Stored data entries
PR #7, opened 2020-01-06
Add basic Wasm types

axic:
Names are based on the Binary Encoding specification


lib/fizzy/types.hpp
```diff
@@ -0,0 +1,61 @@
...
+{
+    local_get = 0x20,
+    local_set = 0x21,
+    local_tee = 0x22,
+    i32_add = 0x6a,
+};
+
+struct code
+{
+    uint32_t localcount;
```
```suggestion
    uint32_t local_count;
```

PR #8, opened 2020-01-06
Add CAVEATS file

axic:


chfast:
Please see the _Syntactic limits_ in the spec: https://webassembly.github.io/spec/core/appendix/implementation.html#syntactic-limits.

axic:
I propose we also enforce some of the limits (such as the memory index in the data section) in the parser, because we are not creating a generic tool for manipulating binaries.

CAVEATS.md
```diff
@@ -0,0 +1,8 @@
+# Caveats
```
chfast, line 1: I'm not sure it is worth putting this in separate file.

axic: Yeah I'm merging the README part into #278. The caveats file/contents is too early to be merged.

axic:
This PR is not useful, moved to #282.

...

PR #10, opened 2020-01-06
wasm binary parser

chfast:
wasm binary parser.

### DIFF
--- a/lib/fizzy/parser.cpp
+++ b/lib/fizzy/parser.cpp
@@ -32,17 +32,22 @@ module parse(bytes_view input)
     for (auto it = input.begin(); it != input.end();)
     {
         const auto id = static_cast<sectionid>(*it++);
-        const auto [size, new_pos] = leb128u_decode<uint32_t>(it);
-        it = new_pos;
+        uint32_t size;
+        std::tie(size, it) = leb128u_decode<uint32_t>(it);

Assigned task:
Taking the entries above, write out exactly each line from the one holding "PR #7, opened 2020-01-06" to the one holding "This PR is not useful, moved to #282.", both included, and stop there.

Answer to this problem:
PR #7, opened 2020-01-06
Add basic Wasm types

axic:
Names are based on the Binary Encoding specification


lib/fizzy/types.hpp
```diff
@@ -0,0 +1,61 @@
...
+{
+    local_get = 0x20,
+    local_set = 0x21,
+    local_tee = 0x22,
+    i32_add = 0x6a,
+};
+
+struct code
+{
+    uint32_t localcount;
```
```suggestion
    uint32_t local_count;
```

PR #8, opened 2020-01-06
Add CAVEATS file

axic:


chfast:
Please see the _Syntactic limits_ in the spec: https://webassembly.github.io/spec/core/appendix/implementation.html#syntactic-limits.

axic:
I propose we also enforce some of the limits (such as the memory index in the data section) in the parser, because we are not creating a generic tool for manipulating binaries.

CAVEATS.md
```diff
@@ -0,0 +1,8 @@
+# Caveats
```
chfast, line 1: I'm not sure it is worth putting this in separate file.

axic: Yeah I'm merging the README part into #278. The caveats file/contents is too early to be merged.

axic:
This PR is not useful, moved to #282.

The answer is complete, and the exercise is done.